Segment Start: DATA TO PROCESS

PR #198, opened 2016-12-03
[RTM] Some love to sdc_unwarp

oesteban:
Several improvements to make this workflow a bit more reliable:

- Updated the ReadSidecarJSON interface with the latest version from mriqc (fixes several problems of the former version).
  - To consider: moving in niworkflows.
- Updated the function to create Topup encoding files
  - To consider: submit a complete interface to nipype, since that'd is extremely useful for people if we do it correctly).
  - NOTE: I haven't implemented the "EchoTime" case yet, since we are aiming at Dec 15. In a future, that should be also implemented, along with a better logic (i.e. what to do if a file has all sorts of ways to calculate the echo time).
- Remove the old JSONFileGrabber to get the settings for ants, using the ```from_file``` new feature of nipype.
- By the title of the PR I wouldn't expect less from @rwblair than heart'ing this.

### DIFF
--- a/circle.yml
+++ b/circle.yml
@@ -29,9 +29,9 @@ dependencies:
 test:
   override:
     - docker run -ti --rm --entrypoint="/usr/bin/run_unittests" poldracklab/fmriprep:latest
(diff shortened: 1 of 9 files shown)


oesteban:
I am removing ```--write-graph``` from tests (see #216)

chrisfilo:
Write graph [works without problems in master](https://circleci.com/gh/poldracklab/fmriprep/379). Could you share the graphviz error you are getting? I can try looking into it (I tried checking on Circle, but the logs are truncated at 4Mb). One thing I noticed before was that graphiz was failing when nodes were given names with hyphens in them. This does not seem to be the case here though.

Segment End: DATA TO PROCESS

ACTIVITY
The answer should contain only the lines from the first line of the entries through the line holding "- To consider: submit", each exactly as written.

RESPONSE
PR #198, opened 2016-12-03
[RTM] Some love to sdc_unwarp

oesteban:
Several improvements to make this workflow a bit more reliable:

- Updated the ReadSidecarJSON interface with the latest version from mriqc (fixes several problems of the former version).
  - To consider: moving in niworkflows.
- Updated the function to create Topup encoding files
  - To consider: submit a complete interface to nipype, since that'd is extremely useful for people if we do it correctly).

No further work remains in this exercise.